Certo, oggi il quadro è cambiato, drammaticamente. Ma proprio per questo è necessaria una nuova ricomposizione delle forze, non dirò un nuovo blocco sociale, alla quale un soggetto politico nuovo può dare un impulso finora mancato. E sono necessarie analisi politiche ed istituzionali non approssimative. Se si vuol difendere la democrazia parlamentare, non si può cadere in una tipica trappola berlusconiana sostenendo che il governo Monti non è legittimato perché non è passato da un voto popolare: questa è la logica populista e della democrazia d'investitura che ha devastato nei due decenni passati il nostro sistema politico. Né si può affermare che siamo di fronte ad una mortificazione del Parlamento. Abbiamo dimenticato la Camera chiusa per mancanza di lavoro e il voto a grande maggioranza su Ruby nipote di Mubarak? Per amor di polemica rischiamo di dimenticare altre questioni, davvero centrali come l'autoritario governar per decreti e il modo in cui si costruisce l'agenda politico-parlamentare.
La questione proprietaria
Tocchiamo così i contenuti dell'azione politica, alla quale mi pare che il "Manifesto" dia un contributo significativo con la sottolineatura dell'importanza del riferimento ai beni comuni, come dato che caratterizza la fase attuale. Non è una bizzarria, né un tema marginale.
Con esso, finalmente, torna in tutta la sua rilevanza la questione proprietaria. E qui è indubbio il merito dell'altra politica, così come è indubbia la permanente insensibilità della politica ufficiale.
I partiti secondano l'offensiva contro i risultati del voto referendario, che hanno indicato nell'acqua un bene comune e hanno abrogato la norma che prevedeva che la sua gestione potesse essere oggetto di profitto.
Il Parlamento ignora le proposte di legge sui beni comuni e sull'acqua presentati da suoi componenti, da regioni o d'iniziativa popolare.

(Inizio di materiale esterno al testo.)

PR #2333, opened 2020-01-30
Test against Pandas 1.0

Zac-HD:
[Pandas 1.0 has just been released](https://pandas.pydata.org/pandas-docs/version/1.0.0/whatsnew/v1.0.0.html), so this PR adds it to our CI.

### DIFF
--- a/tooling/src/hypothesistooling/__main__.py
+++ b/tooling/src/hypothesistooling/__main__.py
@@ -441,7 +441,7 @@ standard_tox_task("pytest43")
 
 for n in [22, 30, 111]:
     standard_tox_task("django%d" % (n,))
-for n in [19, 20, 21, 22, 23, 24, 25]:
+for n in [19, 20, 21, 22, 23, 24, 25, 100]:
     standard_tox_task("pandas%d" % (n,))
 
 standard_tox_task("coverage")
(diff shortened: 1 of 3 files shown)


Zac-HD:
:joy: I'm too fast, it's [on conda-forge](https://anaconda.org/conda-forge/pandas) but [not PyPI](https://pypi.org/project/pandas/).  Will refresh tomorrow...

tooling/src/hypothesistooling/__main__.py
```diff
@@ -441,7 +441,7 @@ def standard_tox_task(name):
 
 for n in [22, 30, 111]:
     standard_tox_task("django%d" % (n,))
-for n in [19, 20, 21, 22, 23, 24, 25]:
+for n in [19, 20, 21, 22, 23, 24, 25, 100]:
```
alexwlchan: Not important for this PR, but that’s a long list of supported versions we’re building up – is there a supported versions policy from the pandas team?

Zac-HD: The default policy for the data stack was recently set through the numpy enhancement proposal process - it amounts to supporting Python versions for four years after release, and Numpy (or other foundational libs) for two years after release.

So I'd be fine with dropping several of these as soon as we have reason to, but for now they're far from a bottleneck on our CI (which eg no longer has Python 2 builds!)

Qui la presenza organizzata dei cittadini può trasformarsi non solo in pressione significativa perché di quelle proposte di legge si discuta, ma può divenire richiesta di modifiche, anche costituzionali, perché le iniziative legislative popolari vengano prese in considerazione e ai loro promotori sia riconosciuto un potere di iniziativa ed una presenza nel corso della discussione nelle commissioni parlamentari.
Una connessione istituzionale importante. Certo, va evitata l'eccesso di riferimenti ai beni comini. L'inflazione non è un pericolo soltanto in economia. Si impone, quindi, un bisogno di distinzione e di chiarimento, proprio per impedire che un uso inflattivo dell'espressione la depotenzi. Se la categoria dei beni comuni rimane nebulosa, e in essa si include tutto e il contrario di tutto, se ad essa viene affidata una sorta di palingenesi sociale, allora può ben accadere che perda la capacità di individuare proprio le situazioni nelle quali la qualità "comune" di un bene può sprigionare tutta la sua forza.
E tuttavia è cosa buona che questo continuo germogliare di ipotesi mantenga viva l'attenzione per una questione alla quale è affidato un passaggio d'epoca.
Giustamente Roberto Esposito sottolinea come questa sia una via da percorrere per sottrarsi alla tirannia di quella che Walter Benjamin ha chiamato la «teologia economica».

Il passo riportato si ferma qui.